Since there are no data in humans demonstrating hormesis as an effective anti-ageing strategy that can delay or prevent either the onset of age-related diseases or aging per se, we turn to simple model organisms for insight. Many studies have shown that hormesis has anti-aging effects in model organisms including yeast, worms, flies and, if the effects of dietary restriction are included, rodents. In particular, the soil nematode C. elegans has been widely used for studying hormesis and its effect on stress resistance, aging and longevity. In the following discussion, we explore what can be predicted about the usefulness of hormetic treatments in humans based upon studies conducted in C. elegans.

There is strong correlation between aging and stress resistance in C. elegans in that most long lived mutants are also resistant to various forms of stress (Lithgow and Walker 2002). In some mutants, this increase in stress resistance stems from increased levels of repair and damage prevention systems. In other mutants, however, the underlying mechanism remains to be identified. Since transgenic over-expression of enzymes involved in maintenance and repair, such as hsp-16 (Walker and Lithgow 2003) and hsp-70 (Yokoyama et al. 2002), can lead to increased stress resistance and lifespan in C. elegans, it is plausible that hormesis simply acts by stimulating various repair and maintenance pathways. If so, in principle that approach should also be applicable to humans where aging is also thought to arise from accumulation of molecular damage.

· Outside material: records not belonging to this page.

PR #5367, opened 2023-01-18
Support non-uniformly spaced data in regression

jat255:
Prior to this change, the statsmodels linear regression calculation assumed that the input table data was uniformly spaced (the "x" column was just a uniformly increasing integer). This resulted in incorrect "slope" calculations on data that was nonuniformly-spaced. This change modifies the function's behavior to map the input `_time` columns to a time difference in nanoseconds, and use that value for the calculation of the regression, meaning its output now matches other tools such as Excel's or Libreoffice Calc's "trend lines" analysis.

I'm a very basic user of Influx and am totally unfamiliar with its development, so I'm not sure how or where to put test cases and will need some direction on that.

@Anaisdg will probably want to take a look

### Checklist

- [x] 🔗 ~~Reference related issues~~ (did not create one)
- [ ] 🏃 Test cases are included to exercise the new code (I'm not really sure how to do this)

### DIFF
--- a/stdlib/contrib/anaisdg/statsmodels/linearreg.flux
+++ b/stdlib/contrib/anaisdg/statsmodels/linearreg.flux
@@ -17,14 +17,14 @@ import "generate"
 // Output data includes the following columns:
 //
 // - **N**: Number of points in the calculation.
-// - **slope**: Slope of the calculated regression.
+// - **slope**: Slope of the calculated regression (slope "x" unit is nanoseconds).
 // - **sx**: Sum of x.
 // - **sxx**: Sum of x squared.
 // - **sxy**: Sum of x*y.
 // - **sy**: Sum of y.
 // - **errors**: Residual sum of squares.
 //   Defined by `(r.y - r.y_hat) ^ 2` in this context
-// - **x**: An index [1,2,3,4...n], with the assumption that the timestamps are regularly spaced.
+// - **x**: An index [1,2,3,4...n] of the input _time column in nanoseconds.
 // - **y**: Field value
 // - **y\_hat**: Linear regression values
 //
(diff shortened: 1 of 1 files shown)


stdlib/contrib/anaisdg/statsmodels/linearreg.flux
```diff
@@ -43,11 +43,17 @@ import "generate"
...
+            fn: (key) => true,
+            idx: 0
+        )
     renameAndSum =
         tables
             |> rename(columns: {_value: "y"})
-            |> map(fn: (r) => ({r with x: 1.0}))
-            |> cumulativeSum(columns: ["x"])
+            // calculate x as difference from first value (in seconds)
+            |> map(fn: (r) => ({ r with x : float(v: uint(v: r._time)  - uint(v: firstRecord._time)) }))
```
sanderson, line 56: This method assumes that the first timestamp in the first table in the stream of table should be used as the "origin" time for all other tables. I don't think that's a safe assumption. I think a safer assumption would be to use the `_start` value of the row as the origin timestamp. This time represents the query boundary, or if the data is windowed, the window boundary. This would also negate the need to use `findRecord` at the beginning of the function.

```suggestion
            |> map(fn: (r) => ({ r with x : float(v: uint(v: r._time)  - uint(v: r._start)) }))
```

sanderson (changes requested):

stdlib/contrib/anaisdg/statsmodels/linearreg.flux
```diff
@@ -43,11 +43,17 @@ import "generate"
...
+        |> findRecord(
+            fn: (key) => true,
+            idx: 0
+        )
     renameAndSum =
         tables
             |> rename(columns: {_value: "y"})
-            |> map(fn: (r) => ({r with x: 1.0}))
-            |> cumulativeSum(columns: ["x"])
+            // calculate x as difference from first value (in seconds)
```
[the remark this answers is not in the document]
jat255: Good catch, this was a comment left over from a previous version where I did things in seconds

stdlib/contrib/anaisdg/statsmodels/linearreg.flux
jat255: I suppose I'm fine with either, but if you use `r._start`, then your regression will be relative to an arbitrary view point (i.e. the beginning of your window/query), rather than the actual data. Playing around with this a bit, if I use a relative query window (i.e. last thirty days), then the slope of my regression changes (very slightly, but still) every time I run the query, since its calculating relative to the query rather than the actual first data point, even though the data contained within my query window has not changed.

> ...first table in the stream of table should be used as the "origin" time for all other tables. I don't think that's a safe assumption.

I use Influx for very simple data, so I don't think I appreciate the consequences of this. I'm willing to defer to your suggestion, but my gut feeling is that it's not "technically" correct, since the regression should be performed on just the data itself, rather than as a function of the viewport.

jat255:
This is stale because I was waiting for further feedback

jat255:
Bump again for feedback from @sanderson  or @Anaisdg

PR #5375, opened 2023-01-30
Create stale.yml

gavincabbage:
Add a stalebot to make issue management easier.


brettbuddin (approved):

.github/workflows/stale.yml
```diff
@@ -0,0 +1,25 @@
+# This workflow warns and then closes issues and PRs that have had no activity for a specified amount of time.
+#
+# You can adjust the behavior by modifying this file.
+# For more information, see:
+# https://github.com/actions/stale
+name: Mark stale issues and pull requests
+
+on:
+  schedule:
+  - cron: '21 1 * * *'
```
appletreeisyellow, line 10: Just curious, does this mean check any PR that has no activity at 1:21 am? What time zone is it?

gavincabbage: Yes, good catch. I'm not sure why that is the default time, I didn't set it. The timezone will be UTC for GH action cron schedules, based on a quick Google. In the end, it doesn't matter much when it happens as long as it checks once a day or so.

appletreeisyellow: Got it. Thanks!

appletreeisyellow (approved):

helenosheaa:
just checked the defaults so this will trigger after 60 days of inactivity with a label and then 7 days after that it will close the issue/pr - seems fair to me.

we may want to add [stale issue message](https://github.com/actions/stale#stale-issue-message) and [stale pr message](https://github.com/actions/stale#stale-issue-message) to add a comment with the label that warns what will happen

you'll need to edit your commit message to be semantic

PR #5377, opened 2023-01-31
fix(array): use-after-free in optimized String array

mhilton:
The optimized string array, which is used whan all column values are identical, was caching the string value that was passed to it. If this value came from an arrow String array then the string's data would be in the buffer backing that array. Once the array is finished with and freed the new string array containing the reference to the data buffer remains and prevents the entire buffer from being garbage collected.

The changes to the executetest package show that this is the case by scribbling over a buffer's memory when it is reported as free. This caused a number of tests to fail with strings that contain the data pattern rather than the expected result.

This could cause a correctness error if one uses a more sophisticated allocator that maintains a backing buffer. This would be a legitimate design choice in order to relieve pressure on the garbage collector.

In order to correct this the StringBuilder has been enhanced to always copy the input string into a new buffer whether it is in the optimised mode, or not. This buffer is allocated from the memory allocator. Once the builder has been converted into a string array retrieving a string from this array always makes a string copy of the data, this time allocated by the standard runtime, so that the string can be used with other structures without the possibility that it will keep a larger data buffer from being garbage collected.

These changes are likely to have an impact on the performance of certain operations. Increasing the amount of memory copying will mean that some transform heavy workloads take longer. I don't know how to ascertain the impact yet. In order to alleviate this slightly a new byte array based method (ValueBytes) has been added to the string array. This does not copy the data but instead returns a slice of the data backing the array. This is to be used when the caller knows that they will be using the data without storing a reference, or immediately copying it to a different location.

### Checklist

### DIFF
--- a/array/array.go
+++ b/array/array.go
@@ -2,9 +2,11 @@ package array
 
 import (
 	"strconv"
+	"sync/atomic"
 
 	"github.com/apache/arrow/go/v7/arrow"
 	"github.com/apache/arrow/go/v7/arrow/array"
+	arrowmem "github.com/apache/arrow/go/v7/arrow/memory"
 	"github.com/influxdata/flux/codes"
 	"github.com/influxdata/flux/internal/errors"
 	"github.com/influxdata/flux/memory"
@@ -102,9 +104,9 @@ type Builder interface {
 }
 
 type String struct {
-	value  string
 	length int
 	data   *array.Binary
+	value  *stringValue
 }
 
 // NewStringFromBinaryArray creates an instance of String from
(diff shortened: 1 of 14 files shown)


brettbuddin (approved):
This all seems reasonable, @mhilton. We'll need to cut a pre-release build to canary in Cloud 2 so we can assess the performance impact.

gavincabbage:
@brettbuddin I spoke with @mhilton today and general plan, as you've mentioned, will be to canary in staging tomorrow morning and then in the region affected by the EAR Friday morning (EU morning). Then GA next week if that all goes well.

PR #5386, opened 2023-02-22
feat: add parameter to histogramQuantile

### LINKED ISSUE #5385: Add parameter to `histogramQuantile` to control non-monotonic behavior
Often when users invoke `histogramQuantile` especially in cloud, they may be aggregating data from several sources. Due to the eventually consistent nature of InfluxDB, it's possible that missing data makes the bins not be monotonically increasing when sorted by upper bound.

The current behavior for this is to produce an error:
```
histogram record counts are not monotonic
```

We should instead provide a way for users to specify different behavior if that's what they want:
- Produce no output
- Force the bins to be monotonic

wolffcm:
Closes #5385.

This adds a parameter to `histogramQuantile` that will let the user decide upon an alternative behavior when bin counts are not monotonically increasing. ~~Currently only `"error"` is supported in this PR, I just wanted to get a bit of feedback before I do more.~~ 

As described in the Flux stdlib doc comments, this adds a parameter called `onNonmonotonic` that accepts three values:
- `error` (default)
- `force`
- `drop`

@sanderson Do you have any thoughts on this approach? My thinking is that we have a similar parameter for `filter` called `onEmpty`, so I'm kind of following that pattern.

### Checklist


sanderson:
@wolffcm This looks good to me. I notice `force` and `drop` as other potential options in the source. Are these just placeholders?

wolffcm:
> I notice force and drop as other potential options in the source. Are these just placeholders?

Yes, that's right. They are unused, but I just wanted to indicate that they would be potential values.

sanderson:
> Yes, that's right. They are unused, but I just wanted to indicate that they would be potential values.

Sounds good. Just wanted to make sure.

mhilton (approved):

PR #5401, opened 2023-03-27
chore: Update CODEOWNERS

gavincabbage:


gavincabbage:
I think I can merge despite the semantic check failing so I am going to ignore that

PR #5404, opened 2023-03-29
fix(stdlib): panic in chunking outer joins

mhilton:
An outer join that creates large tables (more than 3000 rows) caused a panic when splitting the resulting table into chunks. This was due to the stop parameter becoming lower than that start parameter, attempting to use nonsensical ranges. Tables larger than 2000 rows also potentially dropped rows.

The fix is to ensure that the stop parameter is set relative to the start.

### Checklist


wolffcm (approved):
This looks good. Nice work.

I can see why this was never tested. It would have been good to be able to very the buffer size to be very small for tests to catch stuff like this. (I have been writing tests with batch size set to 1 for IOx and it has kept me from writing tons of bugs)

PR #5408, opened 2023-04-11
fix: make C FFI more robust with respect to malformed input

wolffcm:
An audit discovered a few places where we could be more rigorous about checking inputs for valid data. This PR addresses the issues and adds tests for them.


crepererum (approved):

crepererum:
BTW: another way to guard your FFI interfaces against all sorts of panics is [`catch_unwind`](https://doc.rust-lang.org/std/panic/fn.catch_unwind.html). Just use it within the top-level FFI method, try to downcast the FFI payload to `String` and `&'static str` (both are possible) and create your FFI error type from that.

PR #783, opened 2023-05-04
fix(pkg): fix the .dpkg file not found

tooshel:
### What this PR does 📖

- fix this error
image

ERROR | failed to check for release: .dpkg file not found in software release

- Resolve #

### DIFF
--- a/Cargo.toml
+++ b/Cargo.toml
@@ -23,7 +23,7 @@ opt-level = 3
 codegen-units = 1
 
 [workspace.package]
-version = "0.1.3"
+version = "0.0.1"
 rust-version = "1.68"
 
 [workspace.dependencies]
--- a/Cargo.lock
+++ b/Cargo.lock
@@ -1339,7 +1339,7 @@ dependencies = [
 
 [[package]]
 name = "common"
-version = "0.1.3"
+version = "0.0.1"
 dependencies = [
  "anyhow",
  "base64 0.20.0",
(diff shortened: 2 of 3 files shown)


stavares843 (approved):

Cargo.toml
```diff
@@ -23,7 +23,7 @@ opt-level = 3
 codegen-units = 1
 
 [workspace.package]
-version = "0.1.3"
+version = "0.0.1"
```
dariusc93, line 26: Any reason to change the version of the package to 0.0.1?

dariusc93 (changes requested):

Cargo.toml
dariusc93: Actually as I check, I do see why, though this might be best to get bumped to 0.0.2

dariusc93 (approved):
Imma approve it since the version can be bumped later

Cargo.toml
tooshel: we should bump it to 0.0.2 when we want to do a release and have a matching tag. The tag and the release should be in sync. Also, for this to work, we needed it to be 0.0.1 so we can test another PR that tells you everything is up to date.

phillsatellite (approved):

Cargo.toml
stavares843: marking as resolved because darius approved and without marking as resolved we can't merge unless we force merge


Captura de ecrã 2023-05-04, às 23 27 53

PR #784, opened 2023-05-04
chore(locales): add more pt-PT locales

stavares843:
### What this PR does 📖

- chore(locales): add more pt-PT locales


tooshel (approved):
How do you compare to see what we are missing? We need this on every language file! :)

stavares843:
so the other day i used the diff checker and now i have been updating every time we add a new locale 😂

PR #786, opened 2023-05-05
feat(notification): Clickable notifications

Flemmli97:
### What this PR does 📖

- Makes it so notifications can be used to run actions inside the app:
  -  When you tap out of the app receiving new messages or friend requests makes a notification pop up
  - If that notification is a new message clicking on it will bring you to the chat where the message came from
  - If that notification is a friend request clicking on it will bring you to the friend request page
- On linux the actions are a dropdown
Screenshot from 2023-05-05 14-05-10
- ~~Needs testing on macos~~
- ~~Windows is missing atm~~
- Windows:
  - Windows Toast need to have an AppID assigned for the toasts. Currently it uses Powershell here so the toast shows that it comes from powershell. To be a valid AppID it needs to be also a shortcut in the startmenu. Im not sure what our plan regarding that will be but a possible way of doing is outlined here:
  [https://smsagent.blog/2020/10/20/adding-your-own-caller-app-for-custom-windows-10-toast-notifications/](https://smsagent.blog/2020/10/20/adding-your-own-caller-app-for-custom-windows-10-toast-notifications/)
  Changing the app id would then be done here:
  [https://github.com/Satellite-im/Uplink/pull/786/files#diff-3a3b0114c99d74ea1fc510bd6ed952782740c102efea7fbe4471830949776b7dR129](https://github.com/Satellite-im/Uplink/pull/786/files#diff-3a3b0114c99d74ea1fc510bd6ed952782740c102efea7fbe4471830949776b7dR129)

### Which issue(s) this PR fixes 🔨

- Resolve #694

PR #787, opened 2023-05-05
fix(notification): Move notification into separate thread

dariusc93:
### What this PR does 📖

- Move notification into separate thread

- N/A

### Additional comments 🎤
During testing for a separate PR, I begun to notice that messaging and other task performed were being blocked for a short duration. After investigating, it was determined that `Notification` was blocking, which would only be noticeable if there is an issue with the system notification handler, or if it has trouble communicating to one. Even without any issues, this function should be move into a separate thread due to its blocking nature to the thread.

### DIFF
--- a/common/src/notifications.rs
+++ b/common/src/notifications.rs
@@ -16,7 +16,7 @@ pub fn push_notification(
             .body(&content)
             .timeout(timeout)
             .show();
-        
+
         if let Some(sound) = notification_sound {
             Play(sound);
         }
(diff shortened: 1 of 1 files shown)


Flemmli97:
this is kinda addressed already in my draft pr #786.
the notification there is moved to another thread

sdwoodbury (approved):

phillsatellite (approved):

PR #808, opened 2023-05-09

dariusc93:
### What this PR does 📖

- Add limits on names for files and directories (limit is set to 256)
- Adds `Constellation::max_size` and `Constellation_current_size` to give the amount of data stored and the max allowed
- Switch from using `Constellation::put_stream` to `Constellation::put`
- Minor Optimizations

- N/A

Should not have any major changes that require testing

### Additional comments 🎤
- The limit for the names of the files or directories are a hard cap (keeping in compatibility with most major OS max name limits). Uplink still has it capped off at 64 characters, which is fine. If there are any interactions with `Directory` or `File` when setting or renaming and the name hits the limit, it will only use the first 256 characters. 
- Sending/receiving friend request with this PR to/from a prior commit will not work, however this does not require a new account.

### DIFF
--- a/Cargo.lock
+++ b/Cargo.lock
@@ -302,7 +302,7 @@ dependencies = [
  "num-traits",
  "rusticata-macros",
  "thiserror",
- "time 0.3.20",
+ "time 0.3.21",
 ]
 
 [[package]]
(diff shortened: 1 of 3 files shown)


stavares843:
linter is failing 🔨

lgmarchi (approved):

stavares843 (approved):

WHAT STRESSOR AND DOSE SHOULD ONE USE IN HUMANS?

In C. elegans, a hormetic response following exposure to a mild stress can be measured by means of increased tolerance to a subsequent stress challenge. This phenomenon has been reported for several different kinds of stress including heat (Lithgow et al. 1994; Yashin et al. 2001; Cypser and Johnson 2002; Olsen et al. 2006), oxidative stress (Cypser and Johnson 2002), ionizing radiation (Johnson and Hartman 1988), starvation (Kaeberlein et al. 2006; Honjoh et al. 2009) as well as treatment with various different chemicals and synthetic compounds (Melov et al. 2000; Wu et al. 2002; Petrascheck et al. 2007). It is clear, therefore, that there are a number of potential hormesis ‘inducers’ (‘stressors) to choose from. However, common for all these treatments is the importance of selecting the optimal dose since all treatments are toxic if either the dose or the length of exposure exceeds a critical value. So choosing the right dose is critical but that is by no means a trivial task.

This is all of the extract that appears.